In a statement issued Wednesday, State Department spokesman Mark Toner told The Washington Free Beacon that Washington is opposed to Moscow selling advanced Sukhoi Su-30SM warplanes to Tehran. The U.S. claims such a sale would violate the United Nations Security Council Resolution governing last year’s nuclear agreement between Iran and various Western powers.
“In terms of the specific reports about the proposed sale of the Sukhoi Su-30SM multi-role fighter jets, for example, we would almost certainly veto such a sale, as provision of such equipment to Iran would further exacerbate existing tensions in the region,” Toner told the Free Beacon.
U.N. Security Council Resolution 2231 “prohibits the sale to Iran of specified categories of conventional arms as defined for the purposes of the U.N. Register of Conventional Arms, without approval in advance on a case-by-case basis by the U.N. Security Council,” he added.
That “includes the Su-30SM fighter,” according to Toner.
The warplane, which was part of Moscow’s arsenal in its aggressive air campaign in Syria, is comparable to the American F-15E Strike Eagle fighter-bomber.
Russia’s uptick in arms sales to Iran in the wake of the nuclear deal, and to other countries including China, has caused serious consternation in Washington. The Obama administration views the moves as part of President Vladimir Putin’s scheme to make Russia a superpower again, as well as a way to fill the Kremlin’s coffers after years of international economic sanctions and recent low oil prices.

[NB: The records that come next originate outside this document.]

Issue #804, opened 2018-10-08
Slate analytics prompting email even if already exists Continuous Integration.


diegopego86:
I'm using Team City for contiues integration. Runing yarn deploy --env=qa --skipPrompts for example, slate analytics still prompts:

```
To continue, please enter your email address:
```

I noticed a few issues here:

1- In slate-theme we are running 2 tasks on deploy, but yarn:
slate-tools build && slate-tools deploy
As in this link https://stackoverflow.com/questions/50835221/pass-command-line-argument-to-child-script-in-yarn it seems that the arguments passed in yarn are only added to the last part of the script, so what is happening in my case is :

```
slate-tools build && slate-tools deploy --env=qa --skipPrompts
```

So the environment and skipPrompts arguments are only passed to deploy and not to the build command.

2- On slate-analytics/index.js line 24:

```
let email = getUserEmail();
```
This value is never read from the env file, first because of the issue 1, but even fixing that error won't help. For some reason the env is not loaded correctly and the function always return undefined.

3 - SLATE_USER_EMAIL, it seems that we can use this environment variable but there is no information about it.

### Replication steps

1) First you need to remove your ~/.slaterc file as this contains the email you've set up when you first created your project

```
rm -r ~/.slaterc
```

2) Add SLATE_USER_EMAIL=  into you .env.{environment} file assigning a valid email to it

.env=qa
```
SLATE_USER_EMAIL=mytest@email.com
```

3) Run 
```
yarn deploy --env=dev-qa --skipPrompts
```

You'll now should be prompted for an email:

![screen shot 2018-10-08 at 12 05 14 pm](https://user-images.githubusercontent.com/1388364/46589166-6e866d00-caf2-11e8-8c14-d3865580d126.png)

This shouldn't happen as the email has already been set in .env=qa

I'm creating some pull request with the updates I made to try to fix this issue.

marcnewport:
+1 for buddy

t-kelly:
Good catch! 💯

PR #805, opened 2018-10-08
=Add custom deploy script on slate-tools to run pre-run a build scrip…

diegopego86:
…t. Update slate-analitycs to load the environment passed in the arguments. Update readme file to add SLATE_USER_EMAIL variable

Trying to fix issue #804 

### Checklist
For contributors:
- [ ] I have [updated the readme](https://github.com/Shopify/slate/tree/master/packages/slate-env) to add SLATE_USER_EMAIL variable.

For maintainers:
- [ ] I have added a custom 'deploy' task in packages/slate-tools/cli/index.js to run a build before the deploy. This is to be able to remove the multitasks in the [package.json](https://github.com/Shopify/starter-theme/blob/master/package.json) on the Starter Theme. This is because yarn can only append the arguments to the last script, so in the case of deploy, the first script before the &&:
```
slate-tools build
```

Will not load the --env=qa data.

- [] I have updated the index.js file in slate-analytics to load correctly the slateEnv, In my case, the getUserEmail() was never loading the email in the environmnet file see #804 

-[] For this fix it is also important to update https://github.com/Shopify/starter-theme, check my pull request https://github.com/Shopify/starter-theme/pull/113

### DIFF
--- a/packages/slate-analytics/index.js
+++ b/packages/slate-analytics/index.js
@@ -3,10 +3,10 @@ const clearConsole = require('react-dev-utils/clearConsole');
 const rc = require('@shopify/slate-rc');
 const slateEnv = require('@shopify/slate-env');
 const axios = require('axios');
+const argv = require('yargs').argv;
 const prompt = require('./prompt');
 const {validateEmail} = require('./utils');
 const packageJson = require('./package.json');
-const argv = require('yargs').argv;
 
 async function init() {
   let config = rc.get() || rc.generate();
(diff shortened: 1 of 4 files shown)


t-kelly:
Great issue and PR @diegopego86. Both really helped me understand the problem!

I created a followup PR with an adjusted approach. Please see the note at the bottom of the description on how to solve the problem of SLATE_USER_EMAIL not being set for `yarn deploy`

For now, it seems, the State Department is not taking issue with Russia’s separate deal with Iran for the S-300 air defense missile system. The countries signed an $800 million contract in 2007 for the supply of five air-to-ground missile systems, but the transaction was frozen in 2010 due to U.N. sanctions.
Putin approved delivery of the air defense missile system in April 2015. The sale is permitted under existing U.N. resolutions because it is considered defensive, according to the State Department.
As for the fighter jets, since the U.N. resolution pertaining to the deal does include prohibitions on arms sales to and from Iran, the U.S. would likely have to call for a vote in the Security Council to specifically block the transaction.
Such diplomatic maneuvering would do nothing to improve the frosty relationship that has existed between Washington and Moscow ever since the Kremlin annexed the Crimean peninsula in early 2014.
It’s also unclear if a Security Council vote would go Washington’s way. Other countries that were part of the nuclear agreement negotiations -- like China, already a buyer of Russian military hardware -- are eager to do more business with Iran, which wants to boost its military capability after decades of sanctions. Beijing might side with Russia in order to facilitate arms deals of its own in the future.